#### [What you will do]
In the records that follow, find each line containing "rustatian" and copy it.

#### [Source records]
PR #63, opened 2025-04-30
Feature/ee2 1721 sql storage 1

tuneyourserver:
# Reason for This PR

sql ke value storage


wolfy-j (approved):

service/sqlstore/sqlstore.go
```diff
@@ -0,0 +1,475 @@
...
+			zap.String("error", err.Error()),
+			zap.String("resource", s.config.Database.Name))
+		return nil, err
+	}
+
+	db := conn.(sql.DBResource).DB
+
+	// Build query to retrieve value and check expiration
+	query := fmt.Sprintf(
+		"SELECT %s FROM %s WHERE %s = $1 AND (%s IS NULL OR %s > %s)",
```
igordolgovspiralscout, line 76: leads to SQL injection. we need to extend validation for config field to avoid it

api/service/sqlstore/config.go
```diff
@@ -0,0 +1,131 @@
...
+	// The store will run a background task at this interval to remove entries with expired TTLs
+	// Set to 0 to disable automatic cleanup
+	CleanupInterval time.Duration `json:"cleanup_interval"`
+
+	Lifecycle supervisor.LifecycleConfig `json:"lifecycle"`
+}
+
+// Validate checks if the configuration is valid
+// Returns an error if any configuration values are invalid
+func (c *SQLConfig) Validate() error {
```
igordolgovspiralscout, line 47: we need to tighten validation to avoid SQL injection

igordolgovspiralscout (changes requested):

wolfy-j:
Good to go, increase default check time interval.

igordolgovspiralscout (commented):
looks good. would be good to add table-name and database-name validation on `func (c *SQLConfig) Validate()`

igordolgovspiralscout (approved):

PR #67, opened 2025-05-05
EE2-1755 use ENV module to configure environment variables

igordolgovspiralscout:
# Reason for This PR

`EE2-1755 add env-system component for ENV variables`

## Description of Changes

`added a simple env-system component that allows defining ENV variable storage, and linking them to applications using a declarative YAML-based syntax`


service/envstorage/filestore/file.go
```diff
@@ -0,0 +1,84 @@
...
+	"sync"
+
+	"go.uber.org/zap"
+)
+
+// FileStorage implements envstorage.Storage interface using a JSON file
+type FileStorage struct {
+	path   string
+	values map[string]string
+	mutex  sync.RWMutex
```
rustatian: No need to use a regular map with a mutex. Use sync.Map and remove mutex. `defer` usage is not free. 
`sync.Map` is generally optimized for the case when entry is written once and read multiply times, which I suppose should be the case for the file storage. Or if multiply goroutines would write/overwrite/read the same file. This way you may significantly reduce lock contention.

service/envstorage/memstore/memory.go
```diff
@@ -0,0 +1,47 @@
...
+	"context"
+	"sync"
+
+	"go.uber.org/zap"
+)
+
+// MemoryStorage implements envstorage.Storage interface using in-memory map
+type MemoryStorage struct {
+	values map[string]string
+	mutex  sync.RWMutex
```
rustatian: Same as for the file storage.

wolfy-j:
Looks good so far.

api/env/env.go
```diff
@@ -0,0 +1,123 @@
...
+	StorageRegister event.Kind = "env.storageregister"
+	// StorageDelete    event.Kind = "env.storagedelete"
+	VariableRegister event.Kind = "env.variableregister"
+	VariableDelete   event.Kind = "env.variabledelete"
+	VariableUpdate   event.Kind = "env.variableupdate"
+)
+
+const (
+	KindVariable      registry.Kind = "env.variable"
+	KindStorageMemory registry.Kind = "env.storagememory"
```
wolfy-j, line 26: I would split actual implementatyions to own ns, it's servides while registry is system level, but it's OK for now.

app/src/demos/env_demo/_index.yaml
```diff
@@ -0,0 +1,103 @@
+version: "1.0"
+namespace: app.env.demo
+
+meta:
+  depends_on: [ "ns:system" ]
+  comment: "ENV Demo Application"
+
+entries:
+  - name: env_demo
+    kind: function.lua
```
wolfy-j, line 10: gg

app/src/demos/env_demo/env.lua
```diff
@@ -0,0 +1,65 @@
+local env = require("env")
+
+-- Main handler function
+local function handler()
+    local actual_api_key = nil
+    local actual_api_url = nil
+    local actual_document_loaders_host = nil
+
+    actual_api_key = env.get('openai_api_key')
```
wolfy-j: are you using entry name here? It should either be vbariable name (UPPERCASE) or ID, you can't use name without ns.

app/src/funcs/openai/index.yaml
```diff
@@ -30,4 +30,15 @@ entries:
...
\ No newline at end of file
+#      llm_query: app.funcs.openai:llm_query
+
+  - name: openai_api_key
+    kind: env.variable
+    meta:
+      type: secret_key
+      depends_on:
+        - envfile
+    variable: OPENAI_API_KEY
```
wolfy-j, line 41: this is public name

app/src/funcs/openai/index.yaml
```diff
@@ -30,4 +30,15 @@ entries:
 #    modules: [ "http_client", "json", "env", "time" ]
 #    imports:
 #      test: wippy.test:test
-#      llm_query: app.funcs.openai:llm_query
\ No newline at end of file
+#      llm_query: app.funcs.openai:llm_query
+
+  - name: openai_api_key
```
wolfy-j, line 35: Or this is public name wippy.llm.openai:open_api_key

wolfy-j (approved):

#### [Worked solution]
rustatian: No need to use a regular map with a mutex. Use sync.Map and remove mutex. `defer` usage is not free. 
rustatian: Same as for the file storage.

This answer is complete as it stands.